The Pendragon Campaign
- Illustration by Tom Sullivan, 1985.
- Designers: Greg Stafford
- Publishers: Chaosium
- Publication: 1985
- Genres: Arthurian
- Systems: Basic Role-Playing

= The Pendragon Campaign =

Arthurian tabletop role-playing game supplement

The Pendragon Campaign is an Arthurian tabletop role-playing supplement, written by Greg Stafford, with art by Tom Sullivan, and published by Chaosium in 1985. This was the first product for the award-winning Pendragon game, an eighty-year campaign across Arthurian history.

==Publication history==
Originally published in 1985, it was republished in 2018 in PDF format. It was completely revised as The Boy King in 1991 and 1997, then further revised as The Great Pendragon Campaign in 2006.

==Contents==
The Pendragon Campaign details King Arthur's Britain and surrounding lands, as well as the major characters of the Pendragon setting and an expanded timeline. The Pendragon Campaign features a detailed year-by-year analysis of the Arthurian era from 495 to 570 CE, integrating the stories of Mallory, Nennius, and French Vulgate with Welsh, and Saxon sources.

==Reception==
Graham Staplehurst reviewed The Pendragon Campaign for White Dwarf #74, giving it an overall rating of 9 out of 10, and stated that "The TPC on the whole is a very good production, and an essential addition to Pendragon."

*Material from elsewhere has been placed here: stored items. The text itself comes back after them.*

PR #706, opened 2021-07-09
fix #705

### LINKED ISSUE #705: Scan QR code, get "You cannot add an account until all accounts are decrypted"
Consider:
 * a clean Google Chrome [91] browser with a fresh installation of Authenticator.cc [6.3.2]
 * a pre-installed policy for this app which contains "enforcePassword: true"

When you go to add an MFA for the first time, Authenticator will ask you to set a password.  (A side issue is that this password doesn't seem to be remembered if there are no stored MFAs - you can end up having to set the password several times if the process aborts, or if you remove the last MFA from the app - but that's not the subject of this bug report although it may be part of the underlying issue.)

So on a fresh installation, this sequence of events happens:
 * press the QR icon at the top of the app
 * Get asked to set a password
 * Press OK, get a box that says "Success", but the QR scanner doesn't open.
 * Press the QR icon again
 * Scan the QR code
 * get a dialogue which says "You cannot add a new account until all accounts are decrypted.  Please enter the correct password before continuing."

Thus it appears to be impossible to add a first MFA using the QR code.

It works well if the data is entered manually; and once the first MFA has been added, it is then possible to add subsequent MFAs using the QR code.

Sneezry:
fix #705

### DIFF
--- a/src/background.ts
+++ b/src/background.ts
@@ -269,8 +269,8 @@ async function getTotp(text: string, silent = false) {
           entryData[hash].algorithm = algorithm;
         }
         if (
-          (await EntryStorage.hasEncryptedEntry()) !==
-          encryption.getEncryptionStatus()
+          (await EntryStorage.hasEncryptedEntry()) &&
+          !encryption.getEncryptionStatus()
         ) {
           !silent && chrome.tabs.sendMessage(id, { action: "errorenc" });
           return false;


mymindstorm (commented):
This is more of a larger issue with how we are checking for encrypted entries rather than just this conditional. With the key encryption, all of these encryption checks should be looking for if there is a key present rather than an encrypted entry. I will look into writing some code for this.

Sneezry:
> This is more of a larger issue with how we are checking for encrypted entries rather than just this conditional. With the key encryption, all of these encryption checks should be looking for if there is a key present rather than an encrypted entry.

I agree. When there is no entries, and a password is set, current logic will just ignore the key.

mymindstorm:
Closing in favor of #724

PR #707, opened 2021-07-09
fix gost package issue

### LINKED ISSUE #700: External dependency crypto-gost tries to inject script to background page
TL;DR:

crypto-gost lib tries to load `gostEngine.js` without Worker mode.

image

Detail:

crypto-gost needs its own engine component locates inside the module folder. But there seems a code bug in this lib, and the worker check never works.

image

The condition used in L6464 is always `false`, and `worker` is always `undefined` so that the lib always try to inject `gostEngine.js` with HTML tag.

This lib is hosted in a private repo, and we cannot report bugs: https://github.com/vostokplatform/crypto/issues

Sneezry:
fix #700

### DIFF
--- a/package-lock.json
+++ b/package-lock.json
@@ -1,8 +1,9919 @@
 {
   "name": "authenticator-extension",
   "version": "0.1.0",
-  "lockfileVersion": 1,
+  "lockfileVersion": 2,
   "requires": true,
+  "packages": {
+    "": {
+      "name": "authenticator-extension",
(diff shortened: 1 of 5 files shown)


dmitrykatenko:
Changes looks good.
OTP Valid.

Sneezry:
> Changes looks good.
> OTP Valid.

Thanks for the review and validation😊

mymindstorm (approved):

Anthony Fiorito reviewed The Pendragon Campaign for Different Worlds magazine and stated that "If the Pendragon boxed set is the skeleton of the game system, then The Pendragon Campaign is flesh for the bones."

Steven A. List reviewed The Pendragon Campaign in Space Gamer/Fantasy Gamer No. 77. List commented that "It is not essential to playing KAP or even running a KAP campaign, but it is extremely useful in that regard and is in itself entertaining and informative reading for those with more than a passing interest in the Arthur of history, literature and legend."

Stewart Wieck reviewed The Pendragon Campaign in White Wolf #7 (1987), rating it a 9 out of 10 and stated that "an excellent first supplement that contains a campaign overview and several short, first phase adventures."

The Pendragon Campaign won the H.G. Wells Award for Best Roleplaying Supplement of 1985.

The Great Pendragon Campaign won the Diana Jones Award - a major juried award "for excellence in gaming" - in 2007.